Meta-Evaluation Benchmark AbGen-Eval:
- Function: Verify the reliability of LLM-as-Judge when evaluating ablation study designs.
- Key Findings: The instance-level Pearson correlation is at most 0.48 (Gemini-2.5-Flash on the faithfulness dimension), with most below 0.4, indicating that LLM-as-Judge is severely unreliable.

Loss & Training¶

Pure evaluation benchmark, no training.

Key Experimental Results¶

Main Results¶

Model	Importance	Faithfulness	Soundness	Average
Human Expert	4.65	4.93	4.83	4.80
Reference Paper	4.70	4.90	4.70	4.77
DeepSeek-R1	4.23	4.00	4.11	4.11
o4-mini	4.23	3.78	4.00	4.00
GPT-4.1	4.12	3.87	4.02	4.00
Qwen3-235B	4.26	3.43	4.00	3.90
Gemini-2.5-Flash	3.89	3.94	3.76	3.86
GPT-4o	3.88	3.67	3.91	3.82

LLM-Human Interaction User Study¶

Model	Phase	Importance	Faithfulness	Soundness
GPT-4o	Initial Failure	3.9	2.1	2.0
GPT-4o	Post-Feedback	4.8 (+0.9)	4.2 (+2.1)	4.6 (+2.6)
Llama-3.1-70B	Initial Failure	3.7	1.8	1.7
Llama-3.1-70B	Post-Feedback	4.5 (+0.8)	3.9 (+2.1)	4.1 (+2.4)

Key Findings¶

The strongest LLM (DeepSeek-R1, 4.11) lags behind human experts (4.80) by 0.69 points (14.4%), with the largest gap in faithfulness (4.00 vs 4.93).
LLM-as-Judge scores are severely inflated (rating DeepSeek-R1 as 4.80 = human level), which is inconsistent with human evaluation.
Five common failure categories: inconsistency with context, non-reproducible experiments, incomplete ablation, unimportant module selection, and logical self-contradiction.
LLMs show significant improvement after receiving human feedback: faithfulness increases by +100-150% and soundness increases by +150%+, highlighting the potential of LLM-human collaboration.
Cross-domain generalization is acceptable: performances in biomedical and computer networking domains are close to those in NLP.

Highlights & Insights¶

Reveals systematic weaknesses of LLMs in scientific experiment design: LLMs can generate plausible ablation plans but fall severely short in detail consistency (faithfulness)—which is the most critical quality of scientific experiment design.
The unreliability of LLM-as-Judge is particularly prominent in this task: the automated evaluation scores are almost unable to distinguish good designs from bad ones, indicating that the evaluation of scientific reasoning tasks still requires human involvement.
Huge room for improvement through human feedback (soundness from 2.0 to 4.6) suggests: the optimal use of LLM is "assist + iterate" rather than full automation.

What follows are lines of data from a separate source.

PR #479, opened 2025-08-14
Add related use cases to blog posts

elichad:
This will allow blog posts to include related use cases in the front matter, and they will be displayed at the end of the blog post.

For example, adding the following front matter to an example post:
```
related_pages:
    use_cases: [workflowhub, digital-twins]
```

Will result in the following rendering:

Screenshot showing related use cases

Inspired by #478


a-mile (approved):
Nice addition to the blogs posts. Tested locally and working as expected.

PR #485, opened 2025-10-07
Blog post: RO-Crate and WorkflowHub at European Galaxy Days 2025

elichad:
Includes:

- blog post
- Galaxy use case page
- small bug fix for displaying related use cases

I have a second post in the works with more info about the Galaxy import/export features, so I didn't include much detail about those here.


stain (approved):
Thanks!

PR #489, opened 2025-10-10
Add nf-prov use case

simleo:
Adds a new use case for [nf-prov](https://github.com/nextflow-io/nf-prov).

@fbartusch could you please check if it looks OK?


stain:
I think it's good so we can merge as-is

PR #502, opened 2025-11-05
Add use-case page for LabID

LauLauThom:
Hi,

As discussed a couple weeks back, here is a proposal to add LabID as an additional use-case.
I tried building locally with Docker but then noticed from the related issue that it's not possible anymore, so I haven't tested it sorry !

PS : I also added an entry to the gitignore to ignore the .DS_Store from mac

Thanks !

### DIFF
--- a/docs/pages/use_cases/labid.md
+++ b/docs/pages/use_cases/labid.md
@@ -1,7 +1,7 @@
 ---
 page_id: labid
 title: Lab Integrated Data (LabID)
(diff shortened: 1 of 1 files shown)


LauLauThom:
Thanks for the feedback, I accepted the suggestions.
@elichad The preview looks great :) !

elichad (approved):
Looks good now :)

PR #518, opened 2026-01-07
Blog post: Highlighting RO-Crate Features in Galaxy

elichad:


elichad:
> (temporarily back dating the post so it shows up) 

this annoys me too, so I've just added some changes in #419 that will let future posts show up if the `future` setting is used (e.g. `bundle exec jekyll serve --future`, or set `future: true` in `_config.yml`)

PR #521, opened 2026-01-08
add note to upgrade guide on changed context mappings

elichad:


elichad:
waiting on merging this one until we decide what we're doing with https://github.com/ResearchObject/ro-crate/issues/529

elichad:
#529 has been discussed but solution won't be finalized for a while, merging this to cover the documentation gap in the meantime

PR #523, opened 2026-01-14
Add custom RSS/Atom feed for blog

elichad:
This is an Atom feed adapted from https://github.com/jekyll/jekyll-feed/blob/master/lib/jekyll-feed/feed.xml (which is the template currently used for the blog through [jekyll-feed](https://github.com/jekyll/jekyll-feed))

The main reason for this is that there is a bug in jekyll-feed that means future posts show up in the RSS feed when they're not supposed to (they are hidden for the default `posts` collection, but we use a non-default collection for our blog). However, jekyll-feed has not been updated in a couple of years and doesn't look like it has an active maintainer, so while I have raised a PR to fix the bug there (https://github.com/jekyll/jekyll-feed/pull/425), I am not optimistic about it being fixed soon. 

Hence, I have adapted their feed template to suit our blog, including hiding future posts. This means that posts will be added to the feed at the same time as they go live on the website.

I don't think that this feed will require a lot of maintenance once set up. It will take over at the same link as the current feed (https://www.researchobject.org/ro-crate/feed/blog.xml).

### DIFF
--- a/docs/_blog/feed_template.xml
+++ b/docs/_blog/feed_template.xml
@@ -4,7 +4,7 @@ permalink: feed/blog.xml
 title: "Research Object Crate (RO-Crate) | Blog"
 ---
 <?xml version="1.0" encoding="utf-8"?>
-<!--This is an Atom feed adapted from https://github.com/jekyll/jekyll-feed/blob/master/lib/jekyll-feed/feed.xml .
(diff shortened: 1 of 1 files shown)


a-mile (approved):
Tested and working as expected

PR #528, opened 2026-02-04
Resolve #527: Changes Place example key to url

pmslavin:
Closes #527 

Updates the examples for the `Place` contextual entity in both the 1.1 and 1.2 specs to use `url`.


elichad (approved):
thanks @pmslavin ! sorry for forgetting about this one

PR #542, opened 2026-05-20
Update RO-Crate context to use canonical Bioschemas prefix

elichad:
Fixes https://github.com/ResearchObject/ro-crate/issues/529. Opening this PR for discussion with the RO-Crate Steering Committee @ResearchObject/steering-committee - no action to be taken until after that discussion is complete.

I've made these changes to the 1.3-DRAFT version of the spec, as discussed in that issue I think this merits a small 1.3 release.


elichad:
changes discussed and approved by steering committee https://github.com/ResearchObject/governance/issues/20

PR #339, opened 2019-04-28
Ignore locale when creating the HTTP version string from a float

### LINKED ISSUE #335: Always get "Bad request (400)"
I just got started with Requests, using it with php5.6.

For some reason I get the response "Bad request" (400) on every GET and POST request I try.

I've tested this:
   $response = Requests::get('https://github.com/timeline.json');

with a number of URLs and they do respond (I get a github page) but they all say "Bad request" (400).

Tried with POST as well, the example in the docs:
			$url = 'https://api.github.com/some/endpoint';
			$headers = array('Content-Type' => 'application/json');
			$data = array('some' => 'data');
			$response = Requests::post($url, $headers, json_encode($data));
			var_dump($response->status_code);
But it also gives 400.

Sorry for the noob question, but where do I begin to find the cause for this?
Is it because I'm using php 5.6?

Thanks!

Zegnat:
This should fix #335.

Rather than using `%f`, this should use the non-locale aware `%F`. That way PHP will always use a period (`.`) for the decimal separator in the HTTP version, and never fallback to a comma (`,`).

I wasn’t sure how to add a test for this, as I’d want to intercept the socket message somehow. But to illustrate the issue:

```
php > echo setlocale(LC_NUMERIC, 0);
C
php > echo sprintf("%s %s HTTP/%.1f\r\n", 'GET', '/', 1.1);
GET / HTTP/1.1
php > echo setlocale(LC_NUMERIC, 'de_DE');
de_DE
php > echo sprintf("%s %s HTTP/%.1f\r\n", 'GET', '/', 1.1);
GET / HTTP/1,1
php > echo sprintf("%s %s HTTP/%.1F\r\n", 'GET', '/', 1.1);
GET / HTTP/1.1
```

### DIFF
--- a/library/Requests/Transport/fsockopen.php
+++ b/library/Requests/Transport/fsockopen.php
@@ -150,7 +150,7 @@ class Requests_Transport_fsockopen implements Requests_Transport {
 		$options['hooks']->dispatch('fsockopen.remote_host_path', array(&$path, $url));
 
 		$request_body = '';
-		$out = sprintf("%s %s HTTP/%.1f\r\n", $options['type'], $path, $options['protocol_version']);
+		$out = sprintf("%s %s HTTP/%.1F\r\n", $options['type'], $path, $options['protocol_version']);
 
 		if ($options['type'] !== Requests::TRACE) {
 			if (is_array($data)) {


Zegnat:
Not sure why #335 was closed as a support issue while the bug identified in there, and patched here, is still there.

Remerged with master as per https://github.com/rmccue/Requests/pull/346#issuecomment-531606632 in the hope to get all tests to pass and get this PR accepted. Something still seems wrong with Travis? Seeing errors connecting to localhost, even from cURL when this patch only touches the fsocket code.

Let me know what I can do to get this resolved!

rmccue:
Reopened #335, apologies.

The tests are likely failing due to transient issues; the nature of working with servers is that occasionally things fail for no reason. I've restarted those tests.

rmccue:
Tests are now passing after restarting, thanks!

Zegnat:
Many thanks for merging! 🎊

jrfnl:
I've opened PR #521 to add a regression test for this fix.

PR #345, opened 2019-06-28
Fix unit tests

datagutten:
The tests currently use an empty string or the default value for checking exception message which means empty message. The message is not empty and causes the tests to fail. I changed this to null so the message is not checked and those tests pass.


rmccue:
Thanks so much for this pull request and apologies for the delay. I've rolled these tests into #351 to also update the domain name; will aim to merge that.

PR #351, opened 2019-09-15
Fix unit tests by updating domain and PHPUnit versions

rmccue:
feelingrestful.com was decommissioned.

This should 🤞 fix the tests and allow other PRs to be merged.

### DIFF
--- a/.travis.yml
+++ b/.travis.yml
@@ -23,9 +23,8 @@ matrix:
      env: COMPOSER_PHPUNIT=true
    - php: nightly
      env: COMPOSER_PHPUNIT=true
-
-allow_failures:
-  - php: nightly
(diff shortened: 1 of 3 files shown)


rmccue:
This should pass now, as all tests are passing except `nightly` (although it was incorrectly ignored previously). I've incorporated @datagutten's changes from #345 to fix the PHPUnit classes (thanks!).

Once that's done, @jrfnl's #346 should fix the failures on "nightly" (we're actually missing 7.3 as well; this will likely fix that too).

rmccue:
Tests are now passing; I had to restart a couple due to the usual transient failures from external servers.

rmccue:
Thanks @ntwb!

PR #352, opened 2019-09-16
Travis: test against PHP 7.3 and 7.4

jrfnl:
As `Request` is supposed to work cross-version, testing against PHP 7.3 (out since dec 2018) and PHP 7.4 (expected end of november 2019) would be a good idea.


jrfnl:
> I assume we'll need to change 7.4snapshot to 7.4 upon release?

You should be able to update it as soon as Travis adds an official PHP 7.4 image. They normally do this once a PHP version goes into RC, but my latest tests to see if it was available yet have been unsuccessful, so waiting patiently...

PR #353, opened 2019-09-16
Travis: cache the correct Composer directories

jrfnl:


jrfnl:
FYI: The PHP 7.0 build needs to be restarted (unrelated failure).

PR #355, opened 2019-09-16
Unit tests: attempt to make the build more stable

jrfnl:
The `testAlternatePort` tests for both Curl as well as fsockopen often time out and cause builds to fail.

This PR attempts to make the builds more stable, by:
1. Retrying the request a second time if the first request timed out.
2. Skipping the unit test if the second request timed out as well.

Adding `verbose=true` to the PHPUnit config will make sure that if the tests are skipped, the skip reason will always be displayed when running the tests.

### DIFF
--- a/tests/Transport/Base.php
+++ b/tests/Transport/Base.php
@@ -765,7 +765,20 @@ abstract class RequestsTest_Transport_Base extends PHPUnit_Framework_TestCase {
 	}
 
 	public function testAlternatePort() {
-		$request = Requests::get('http://portquiz.net:8080/', array(), $this->getOptions());
+		try {
+			$request = Requests::get('http://portquiz.net:8080/', array(), $this->getOptions());
+		} catch( Requests_Exception $e ) {
+			// Retry the request as it often times-out.
+			try {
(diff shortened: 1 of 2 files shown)


jrfnl:
> Just to verify, this won't affect whether those pass/fail (although will print more verbose information about them)?

Correct, all this does is list the tests which were skipped and, if available, the reason why they were skipped at the bottom of the test output.

jrfnl:
FYI: just added a second commit applying the same fix to the tests in the `RequestsTest_Proxy_HTTP` class.

rmccue:
The proxy shouldn't fail, as it's a locally running instance of mitmproxy, so I'd rather not skip those tests. Rather than retrying, we may just need to increase the timeout to account for the additional time needed to connect to the proxy.

jrfnl:
> The proxy shouldn't fail, as it's a locally running instance of mitmproxy, so I'd rather not skip those tests. Rather than retrying, we may just need to increase the timeout to account for the additional time needed to connect to the proxy.

I'll remove that commit in that case. I just looked at it as the earlier build failure for #353 was related to that.

PR #357, opened 2019-09-17
PHP compatibility: don't use short arrays

jrfnl:
Short arrays were introduced in PHP 5.4.
As this package is supposed to be compatible with PHP 5.2 and up, they cannot be used and IMO, even the example code should comply with that.

### DIFF
--- a/examples/cookie_jar.php
+++ b/examples/cookie_jar.php
@@ -7,13 +7,13 @@ include('../library/Requests.php');
 Requests::register_autoloader();
 
 // Say you need to fake a login cookie
-$c = new Requests_Cookie_Jar(['login_uid' =>  'something']);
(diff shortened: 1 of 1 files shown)


rmccue:
I'm torn on this one. I see the point, but I also think we should encourage using more modern solutions by default. (Also, I'd like to drop PHP <5.6 at least in the next major release.)

jrfnl:
> I'm torn on this one. I see the point, but I also think we should encourage using more modern solutions by default.

In that case, I'll close this PR and will add a switch in the upcoming PR which adds linting to the Travis script as otherwise, the builds would not pass.

>  (Also, I'd like to drop PHP <5.6 at least in the next major release.)

:+1:

PR #360, opened 2019-09-19
CS: variety of whitespace fixes

jrfnl:
_[This PR is part of a series to introduce code style checking to the repo]_

Fix whitespace issues:
* Don't use space indentation.
* Don't use inline tabs.
* Don't use precision alignment
* No multiple consecutive blank lines.
* One space (or a new line) on either side of a concatenation operator.
* Always have a space (or new line) before and after each operator, with the exception of the boolean not `!` and the spread operator.
* No space between the boolean not `!` and what it applies to.
    Note: _This is the opposite of WPCS, but in line with the majority of uses of the `!` operator in this repo._
* Always have a space (or new line) after a comma.
* Don't use horizontal alignment within single line arrays.
* One space between the close parenthesis and the opening curly of function declarations.
* No space on the inside of function call, function declaration, array, control structure or arbitrary parentheses.
    Note: _This is the opposite of WPCS, but in line with the majority of code in this repo._
    Also note: for arrays this won't be enforced as there is no sniff available for this, but the current code-base has been fixed where necessary.
* Multi-line function calls should have each parameter on a new line.
* There should be one space between a control structure keyword and its opening parenthesis.
* For multi-part control structures - `if/else`, `try/catch`, the next keyword should be on a new line.
    Note: _This is the opposite of WPCS, but in line with the majority of code in this repo._
    Also note: This will not be enforced as there is no sniff for it, but is in line with the prevailing code style in the repo.
* End each file with a new line character.


jrfnl:
Rebased for merge conflicts.

schlessera (approved):

jrfnl:
Rebased for merge conflicts ;-)

PR #368, opened 2019-09-26
Add Content-* headers for empty POST requests

### LINKED ISSUE #248: `Content-Length` header not specified for empty POST requests with fsockopen transport

jrfnl:
This PR consolidates the work done by @dd32 in PR #249 and @soulseekah in PR #318 which both addressed the same issue.

Fixes #248
Closes #249
Closes #318

### DIFF
--- a/library/Requests/Transport/fsockopen.php
+++ b/library/Requests/Transport/fsockopen.php
@@ -162,6 +162,8 @@ class Requests_Transport_fsockopen implements Requests_Transport {
 				$request_body = $data;
 			}
 
+			// Always include Content-length on POST requests to prevent
+			// 411 errors from some servers when the body is empty.
 			if (!empty($data) || $options['type'] === Requests::POST) {
 				if (!isset($case_insensitive_headers['Content-Length'])) {
 					$headers['Content-Length'] = strlen($request_body);
@@ -169,12 +171,6 @@ class Requests_Transport_fsockopen implements Requests_Transport {
 
 				if (!isset($case_insensitive_headers['Content-Type'])) {
 					$headers['Content-Type'] = 'application/x-www-form-urlencoded; charset=UTF-8';
-				}
-			}
-			elseif($options['type'] === Requests::POST) {
-				if (!isset($case_insensitive_headers['Content-Length'])) {
-					// Prevent 411 errors from some servers
-					$headers['Content-Length'] = 0;
 				}
 			}
 		}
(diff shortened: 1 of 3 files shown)


dd32:
As the author of #249 this looks good to me, not having actually run the code in several years.

gstrauss:
The HTTP method POST by definition contains an entity body.  As such, the Content-Length request header must be set, or the entity body must be sent via HTTP/1.1 Transfer-Encoding: chunked (or HTTP/2).

There are numerous prior tickets (#249, #318) and plenty of blog posts about this issue.  Additionally, this bug *reintroduced* a bug fixed 12 years ago in Wordpress.  https://core.trac.wordpress.org/ticket/8605

The patch in this PR is simple and looks reasonable, and this PR is over a year old.  #249 is from 2016 (!)

What is holding up actioning this PR, committing and releasing a fix?

library/Requests/Transport/fsockopen.php
```diff
@@ -160,8 +160,9 @@ public function request($url, $headers = array(), $data = array(), $options = ar
 				$request_body = $data;
 			}
 
-			if (!empty($data)) {
+			if (!empty($data) || $options['type'] === Requests::POST) {
 				if (!isset($case_insensitive_headers['Content-Length'])) {
+					// Prevent 411 errors from some servers when the body is empty.
```
schlessera, line 165: The comment is in the wrong spot, as it actually explains the extra condition, not the header string.
```suggestion
			// Always include Content-length on POST requests to prevent
			// 411 errors from some servers when the body is empty.
			if (!empty($data) || $options['type'] === Requests::POST) {
				if (!isset($case_insensitive_headers['Content-Length'])) {
```

schlessera (changes requested):

library/Requests/Transport/fsockopen.php
jrfnl: Fixed up

schlessera (approved):

gstrauss:
Thank you for picking this up, @schlessera, and thank you, @jrfnl, for jumping back in to quickly incorporate feedback to make the patch ready to merge.

jrfnl:
@gstrauss Case of striking the iron when it's hot and such ... :grinning:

Limitations & Future Work¶

The benchmark only covers NLP papers; although user studies show acceptable cross-domain generalization, formal benchmarks are still lacking.
Evaluation relies on the Likert scale from human experts, making subjectivity inevitable.
The "creativity" dimension of ablation studies is not evaluated—some creative ablation designs might differ from the reference but remain highly valuable.
Only ablation study design is evaluated, without covering complete experimental planning (such as baseline selection and dataset selection).

vs ReviewAdvisor / MARG / SEA, etc.: Previous AI for Science evaluations focused on paper reviewing and writing. AbGen is the first to focus on experiment design, a core scientific research capability.
vs Code Generation Benchmarks (HumanEval, etc.): Code can be automatically verified, whereas optimal experiment design must be judged by domain experts, presenting higher evaluation difficulty.
Insight: The bottleneck of LLM-assisted research might not lie in the volume of knowledge, but in the capability to be "faithful to specific contexts"—which is fundamentally the same as the faithfulness issue in RAG.

Rating¶

Novelty: ⭐⭐⭐⭐⭐ First ablation study design benchmark + meta-evaluation, novel problem definition.
Experimental Thoroughness: ⭐⭐⭐⭐ 10+ models + human evaluation + user studies + cross-domain validation.
Writing Quality: ⭐⭐⭐⭐ Detailed benchmark construction process, strict quality control.
Value: ⭐⭐⭐⭐⭐ Drives AI for Science from "assisted writing" toward "assisted experiment design".